The case of Dagdu v. State of Maharashtra is a pivotal Supreme Court decision that clarifies the relationship between Section 133 and illustration (b) to Section 114 of the Evidence Act. Decided on April 19, 1977, this case underscores the judicial approach to handling accomplice testimony and the necessity of corroboration in criminal proceedings.

Main Body

Facts of the Case

  • The case revolves around the conviction of the accused based on the testimony of an accomplice.
  • The primary legal issue pertains to the interpretation and application of Section 133 of the Evidence Act, which allows for the conviction of an accused based on the testimony of an accomplice, and illustration (b) to Section 114, which suggests that an accomplice’s testimony should be corroborated by material particulars.

Legal Analysis

Section 133 and Illustration (b) to Section 114 of the Evidence Act:

  • Section 133: States that an accomplice is a competent witness against an accused person and that a conviction is not illegal merely because it proceeds upon the uncorroborated testimony of an accomplice.
  • Illustration (b) to Section 114: Allows the court to presume that an accomplice is unworthy of credit unless corroborated in material particulars.

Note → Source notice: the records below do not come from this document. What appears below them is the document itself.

PR #7341, opened 2023-01-11
Docs: whitelist_externals was replaced by allowlist_externals

jkawamoto:
tox replaced `whitelist_externals` with `allowlist_externals` and removed `whitelist_externals`.

This PR fixes the docs so that it uses the new option.

See also: https://tox.wiki/en/3.18.1/changelog.html#v3-18-0-2020-07-23

### DIFF
--- a/docs/faq.md
+++ b/docs/faq.md
@@ -81,7 +81,7 @@ Thus, dependencies are resolved by `pip`.
 isolated_build = true
 
 [testenv]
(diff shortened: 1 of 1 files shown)


jkawamoto:
It looks like it was fixed in #4574, but somehow docs still use the old option.

Secrus (approved):

Issue #5003, opened 2022-01-07
option to fail if `poetry.lock` doesn't match `pyproject.toml`


DetachHead:
- [X] I have searched the [issues](https://github.com/python-poetry/poetry/issues) of this repo and believe that this is not a duplicate.
- [X] I have searched the [documentation](https://python-poetry.org/docs/) and believe that my question is not covered.
## steps
1: add dependencies and run `poetry update`
2: change dependencies and run `poetry install`
## expected
The command fails as you will install dependencies that are not reflecting the project configuration

## actual
All you get is a warning
## Feature Request
currently when you run `poetry install` with an outdated lock file, you get this warning:
```
Warning: The lock file is not up to date with the latest changes in pyproject.toml. You may be getting outdated dependencies. Run update to update them.
```
it would be nice if there was an option to make this an error instead of a warning. in my case i want the CI to fail if `poetry.lock` is outdated. 

the warning can be easily missed when running in CI

glencairn:
In my opinion, this feature would be counterintuitive and it wouldn't add much value. Lock files are used as the ultimate source of truth when installing/updating your project's dependencies. The fact that a lock file exists in your project, and that it's contents contain older or outdated versions of dependencies is perfectly valid and should never be considered an error. I think adding a command line option to remove the assertions made by a lock file would be confusing.

The way I see it, poetry already gives you the tools to figure out if your locked environment is out of date. For example, you could update your CI to run `poetry show --outdated` and capture the standard output. If it's empty, you're good to go. If it's not, then you have outdated packages.

DetachHead:
> In my opinion, this feature would be counterintuitive and it wouldn't add much value.

I disagree. If I change/add a dependency in `pyproject.toml` and forget to run `poetry update`, I’ll experience unexpected behaviour where the cause won’t be immediately obvious. Other similar tools such as npm and gradle fail when the lock file is outdated

> I think adding a command line option to remove the assertions made by a lock file would be confusing

I’m not asking for an option to remove the lock file’s assertions, only an option to fail if `pyproject.toml` contradicts those assertions

glencairn:
No, if you choose to commit your lock file this is not unexpected behavior and it's certainly not an error. As per the [documentation](https://python-poetry.org/docs/basic-usage/#installing-with-poetrylock)...

[...]

PR #7350, opened 2023-01-13
Add --check-lock flag to poetry install

ashokdelphia:
Add a flag to allow aborting installation if the lock file is out of sync.

I'd like to ensure that when I'm using 'poetry install' in a CI pipeline that the lock file is up to date.

This is possible at present by using:

    poetry lock --check && poetry install ...

But I think it's a common enough use that providing it within the install command is still useful.

# Pull Request Check List

Resolves: #5003.


radoering:
Superseded by #8737. With Poetry 1.8, this is default behavior now.

PR #7356, opened 2023-01-15
installer: remove old installer and config setting `experimental.new-installer`

radoering:
Since the current default installer is stable and we will introduce a new default installer in #6205, there is no reason to keep the old installer anymore.

In other words, the setting `experimental.new-installer` (default: true) is removed. Despite the setting's name the "new installer" has not been experimental anymore for a while now.

Update: The old installer will be officially deprecated in 1.4, so it will be not be removed before 1.5.


SadPencil:
Please don't remove the old installer until https://github.com/python-poetry/poetry/issues/1632 is solved. This is the only nice workaround to the issue.

dimbleby:
upgrading virtualenv (and therefore also platformdirs #7640) is blocked on completing this deprecation.  IMO we should get this removal completed sooner rather than later.

Folk who are relying on the old installer can either use old versions of poetry - or (even better) will finally be motivated to submit a merge request making the new installer work for them

radoering:
> Please don't remove the old installer until #1632 is solved. Using `pip` is the only nice workaround to the issue.

I'm sorry but as it seems, we can't afford anymore to keep the old installer as it blocks dependency updates, which fix relevant bugs.

> Folk who are relying on the old installer can either use old versions of poetry - or (even better) will finally be motivated to submit a merge request making the new installer work for them

In addition, there seems to be a plugin that may already cover this use case: https://github.com/arcesium/poetry-plugin-pypi-mirror

Secrus (approved):

PR #7358, opened 2023-01-15
installer: deprecate old installer (setting `experimental.new-installer` to false)

radoering:
Maybe, we should deprecate the old installer officially (we didn't announce it, did we?) or at least make the deprecation more prominent by printing a warning before removing it some minor releases later in #7356.


neersighted (approved):

dlqqq:
It seems that it was known in advance that this would break compatibility when installing certain packages. In the future, can we please refrain from doing so without bumping the major version? Releasing breaking changes without bumping the major version damages trust with users. Yes, I understand technically the specification validates the current approach, but the fact is that a significant number of packages just became uninstallable overnight.

radoering:
The deprecation of the old installer (this PR) is probably not breaking anything (because it's only printing a deprecation warning). The installer deprecated in this PR was **not** the default installer in poetry 1.3, 1.2 or 1.1.

Poetry 1.1 -1.3 has two installers, poetry 1.4 has three:

- deprecated old installer (`experimental.new-installer=false`)
- previous default installer (`experimental.new-installer=true`, `installer.modern-installation=false`)
- new "modern" installer (`experimental.new-installer=true`, `installer.modern-installation=true`)

I assume you are referring to the introduction of the new modern installer. Before the 1.4 release, we tested the new installer with many packages and were able to install all of them. Thus, it was not known in advance.

You can always switch back to the previous default installer, which is not deprecated, by setting `installer.modern-installation` to `false`.

PR #7359, opened 2023-01-15
Spread envs into separate modules

Secrus:
# Pull Request Check List

A starting point for much-needed refactoring of envs handling. There are no logic changes, and everything should be 100% backward compatible.


tests/utils/test_env.py
```diff
@@ -876,7 +876,7 @@ def err_on_rm_venv_only(path: Path | str, *args: Any, **kwargs: Any) -> None:
             remove_directory(path)
 
     m = mocker.patch(
-        "poetry.utils.env.remove_directory", side_effect=err_on_rm_venv_only
```
neersighted, line 879: This should probably just mock `poetry.utils.helpers.remove_directory` as that is where the method actually comes from.

neersighted (dismissed):
Overall looks like a good direction, though we could split things further into `env.base`, `env.generic`, etc etc if we want to try and increase clarity further.

I also think `env.shared` should probably be called `env.stringpy` or something more descriptive.

tests/utils/test_env.py
Secrus: I have tried that, but if I do so, the test fails with `FAILED tests/utils/test_env.py::test_remove_keeps_dir_if_not_deleteable - AssertionError: remove_directory(PosixPath('/tmp/poetry_1s94p2i5/simple-project-qCH79UIk-py3.6')) call not found`, didn't really know how to properly debug this, so decided to leave it as it is.

Secrus:
@neersighted I renamed modules, is that what you meant?

src/poetry/utils/env/generic_env.py
```diff
@@ -0,0 +1,102 @@
...
+        if not self._is_windows:
+            return os.execvpe(command[0], command, env=env)
+
+        exe = subprocess.Popen(command, env=env, **kwargs)
+        exe.communicate()
+
+        return exe.returncode
+
+    def _run(self, cmd: list[str], **kwargs: Any) -> str:
+        return super()._run(cmd, **kwargs)
```
radoering, line 99: Changing this from `return super(VirtualEnv, self)._run(cmd, **kwargs)` is a behavioral change. Before we called `Env._run()`, now we are calling `VirtualEnv._run()`. Are you sure that's ok? I'm not...

src/poetry/utils/env/__init__.py
```diff
@@ -0,0 +1,129 @@
...
+    "GET_SYS_PATH",
+    "GET_SYS_TAGS",
+    "GET_ENV_PATH_ONELINER",
+    "GET_PYTHON_VERSION_ONELINER",
+    "GET_PATHS_FOR_GENERIC_ENVS",
+    "EnvCommandError",
+    "IncorrectEnvError",
+    "InvalidCurrentPythonVersionError",
+    "NoCompatiblePythonVersionFound",
+    "PythonVersionNotFound",
```
radoering, line 118: `EnvError` is missing.

radoering (changes requested):

src/poetry/utils/env/generic_env.py
Secrus: yeah, reverted, I thought it was leftover after dropping Py2 support.

src/poetry/utils/env/__init__.py
Secrus: Added

radoering (approved):

PR #7369, opened 2023-01-19
drop flatdict dependency

martin-kokos:
# Pull Request Check List

In the spirit of dependency cleanup #5720 this PR replaces the `flatdict` dependency with a new function. Flatdict doesn't appear to be maintained and was used only once (in a test). I also believe poetry being a package manager should have as little dependencies as possible.
I am trying to get poetry included in the package repository of Gentoo Linux, and not having to include the `flatdict` dependency would be really nice.

### DIFF
--- a/tests/helpers.py
+++ b/tests/helpers.py
@@ -9,7 +9,6 @@ import urllib.parse
 
 from pathlib import Path
 from typing import TYPE_CHECKING
-from typing import Any
 
 from poetry.core.packages.package import Package
 from poetry.core.packages.utils.link import Link
@@ -28,6 +27,8 @@ from poetry.utils._compat import metadata
 
 if TYPE_CHECKING:
     from collections.abc import Iterator
+    from typing import Any
+    from typing import Mapping
 
     from poetry.core.constraints.version import Version
     from poetry.core.packages.dependency import Dependency
@@ -284,3 +285,33 @@ def mock_metadata_entry_points(
         "entry_points",
         return_value=[make_entry_point_from_plugin(name, cls, dist)],
     )
+
+
+def flatten_dict(obj: Mapping[str, Any], delimiter: str = ".") -> Mapping[str, Any]:
+    """
+    Flatten a nested dict.
+
+    A flatdict replacement.
+
+    :param obj: A nested dict to be flattened
+    :delimiter str: A delimiter used in the key path
+    :return: Flattened dict
+    """
+
+    def recurse_keys(obj: Mapping[str, Any]) -> Iterator[tuple[list[str], Any]]:
+        """
+        A recursive generator to yield key paths and their values
+
+        :param obj: A nested dict to be flattened
+        :return:  dict
+        """
+        if isinstance(obj, dict):
+            for key in obj.keys():
+                for leaf in recurse_keys(obj[key]):
+                    leaf_path, leaf_value = leaf
+                    leaf_path.insert(0, key)
+                    yield (leaf_path, leaf_value)
+        else:
+            yield ([], obj)
+
+    return {delimiter.join(path): value for path, value in recurse_keys(obj)}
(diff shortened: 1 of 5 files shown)


src/poetry/utils/flatdict.py
```diff
@@ -0,0 +1,32 @@
+from __future__ import annotations
+
+from typing import Any
+from collections.abc import Mapping
+
+
+def flatten_dict(obj: Mapping[str, Any], delimiter: str=".") -> Mapping[str, Any]:
```
dimbleby, line 7: apart from the typing errors - per the pipeline - this doesn't belong in src, it's used in unit test only.

(for the same reason, end users never saw this dependency anyway - which isn't anything against this merge request exactly; but does say that if getting this clean is causing you much trouble, it may not be worth too much effort)

martin-kokos: Good point. Where would you suggest I put it. test/helpers ?

Secrus: Yes, tests/helpers is a much better choice.

tests/utils/test_flatdict.py
```diff
@@ -0,0 +1,24 @@
+from __future__ import annotations
+
+from poetry.utils.flatdict import flatten_dict
+
+
+def test_flatten_dict() -> None:
```
Secrus, line 6: since we are keeping the function, I would like to see more tests (different separators for example). Just because we only use `.` for now, doesn't mean we won't use the full capabilities of the function in the future.

Secrus (changes requested):

tests/utils/test_flatdict.py
martin-kokos: The test does use a non-default delimiter `:`

src/poetry/utils/flatdict.py
radoering: Now, it's duplicated.

neersighted (changes requested):
LGTM with a relock (and satisfying pre-commit, of course).

Secrus:
Also requires fixes from pre-commit

martin-kokos:
> LGTM with a relock (and satisfying pre-commit, of course).

I've fixed outstanding pre-commit hook issues. I also did run `poetry lock --no-updates`, if that is what you meant.

neersighted:
Sorry, when I said relock, I meant 'rebase onto master, resolving the resulting conflict by locking' -- it tends to be shorthand for the regular contributors, but I realize that was rather opaque 😆

martin-kokos:
Please note, in `tests/helpers.py` I've have moved the types into the `if TYPE_CHECKING` section. Branch was rebased to master and did `poetry lock --no-updates` again.

tests/helpers.py
```diff
@@ -284,3 +285,33 @@ def mock_metadata_entry_points(
...
+    A flatdict replacement.
+
+    :param obj: A nested dict to be flattened
+    :delimiter str: A delimiter used in key path
+    :return: Flattened dict
+    """
+
+    def recurse_keys(obj: Mapping[str, Any]) -> Iterator[tuple[list[str], Any]]:
+        """
+        A recursive generater to yield key paths and their values
```
neersighted, line 303:
```suggestion
        A recursive generator to yield key paths and their values
```

tests/helpers.py
```diff
@@ -284,3 +285,33 @@ def mock_metadata_entry_points(
...
+
+
+def flatten_dict(obj: Mapping[str, Any], delimiter: str = ".") -> Mapping[str, Any]:
+    """
+    Flatten a nested dict.
+
+    A flatdict replacement.
+
+    :param obj: A nested dict to be flattened
+    :delimiter str: A delimiter used in key path
```
neersighted, line 297:
```suggestion
    :delimiter str: A delimiter used in the key path
```

neersighted (changes requested):
Found two minor nits, otherwise looks ready for merge.

Secrus (approved):

neersighted (approved):

martin-kokos:
Thanks for the patience.

Issue #7374, opened 2023-01-20
Root extra dependencies should be sorted


yeger00:
- **Poetry version**: 1.3.1 (tested also on 1.4.0.dev0)
- **Python version**: python3.10.8
- **OS version and name**: MacOS 12.5.1
- **pyproject.toml**: 

- [x] I am on the [latest](https://github.com/python-poetry/poetry/releases/latest) stable Poetry version, installed using a recommended method.
- [x] I have searched the [issues](https://github.com/python-poetry/poetry/issues) of this repo and believe that this is not a duplicate.
- [x] I have consulted the [FAQ](https://python-poetry.org/docs/faq/) and [blog](https://python-poetry.org/blog/) for any relevant entries or release notes.
- [ ] If an exception occurs when executing a command, I executed it again in debug mode (`-vvv` option) and have included the output below.

## Issue
Hello,
First of all, that you for your work in maintaining poetry.

It is recommended to commit to `poetry.lock` file to the repository [link](https://python-poetry.org/docs/basic-usage/#commit-your-poetrylock-file-to-version-control). Since this is the case, the lock file to be determine as possible, in order to be able to perform diff in a PR and have better control on what I'm merging.

Here is an example of updating one library and locking the file. Instead of 1 line of change I receive many changes of order.

![image](https://user-images.githubusercontent.com/4067567/213636148-a0a8ccac-7769-49d4-9019-37561d3de53e.png)

PR #7375, opened 2023-01-20
Order root extra dependencies

yeger00:
# Pull Request Check List

Resolves: #7374

- [ ] Updated **documentation** for changed code. - No need

Hello,
This PR solves issue [7374](https://github.com/python-poetry/poetry/issues/7374).
I added a test that validates the bug in the first commit, and fixed it in the 3rd commit.

Thanks,
Avi

### DIFF
--- a/src/poetry/packages/locker.py
+++ b/src/poetry/packages/locker.py
@@ -244,7 +244,7 @@ class Locker:
 
         if root.extras:
             lock["extras"] = {
-                extra: [dep.pretty_name for dep in sorted(deps, key=lambda dep: dep.pretty_name)]
+                extra: sorted(dep.pretty_name for dep in deps)
                 for extra, deps in sorted(root.extras.items())
             }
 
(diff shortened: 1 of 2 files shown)


src/poetry/packages/locker.py
```diff
@@ -244,7 +244,7 @@ def set_lock_data(self, root: Package, packages: list[Package]) -> bool:
 
         if root.extras:
             lock["extras"] = {
-                extra: [dep.pretty_name for dep in deps]
+                extra: [dep.pretty_name for dep in sorted(deps, key=lambda dep: dep.pretty_name)]
```
dimbleby, line 247: quibble: this feels like a complicated way of writing `sorted(dep.pretty_name for dep in deps)`

yeger00: Thanks for the feedback. I changed to your suggestion (and also fixed the flake error)

radoering (approved):

PR #7387, opened 2023-01-21
remove strange VENDORS handling in installed repository

dimbleby:
#7386 caused me to look harder, and not for the first time I find myself confused about what some code is trying to do...

So far as I can see, the code that I have removed hardcodes knowledge of poetry's own source code into its search for installed packages - regardless of the environment in which it is actually running.  And then the unit test patches that `_VENDORS` in a way that can't possibly happen outside of the unit test, allowing it to find the attrs package in the `installed` fixture's vendors directory.

I'm very open to having it explained to me that I have completely the wrong end of the stick.  But this seems to be really quite peculiar.

### DIFF
--- a/src/poetry/repositories/installed_repository.py
+++ b/src/poetry/repositories/installed_repository.py
@@ -20,15 +20,6 @@ if TYPE_CHECKING:
     from poetry.utils.env import Env
 
 
-_VENDORS = Path(__file__).parent.parent.joinpath("_vendor")
-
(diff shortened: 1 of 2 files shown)


neersighted:
This is a relic of the old install method where we packaged things up into bespoke tarballs, and no longer necessary since we install into a standard Python environment.

neersighted (approved):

Harmonizing Section 133 and Illustration (b):

  • There is no inherent conflict between Section 133 and illustration (b) to Section 114. The illustration merely suggests that the court “may” presume an accomplice to be unreliable unless corroborated, not that such a presumption is mandatory or irrebuttable.
  • The practical implication is that while a court can legally convict based on uncorroborated accomplice testimony, it is prudent and often necessary to seek corroboration to ensure the reliability of the evidence.

Judicial Prudence and the Rule of Corroboration:

  • Convicting an accused based on the testimony of an accomplice without corroboration is considered hazardous due to the inherent risk of relying on a self-confessed criminal.
  • Judicial experience has elevated the prudential rule of seeking corroboration into a requirement of law, emphasizing that while it is not illegal to convict on uncorroborated testimony, the rule of corroboration should be present in the judge’s mind.
  • Corroboration may be dispensed with only if the peculiar circumstances of a case make it safe to do so.

Conclusion

In Dagdu v. State of Maharashtra, the Supreme Court reaffirmed the importance of corroborating accomplice testimony to safeguard against the risks of convicting based on potentially unreliable evidence. The court highlighted that while a conviction on uncorroborated testimony is not illegal, it is generally prudent to seek corroboration, ensuring that the evidence is credible and reliable. This case reinforces the balance between legal provisions and judicial prudence in criminal law.


This is a simple concept and case laws are also not tough to understand.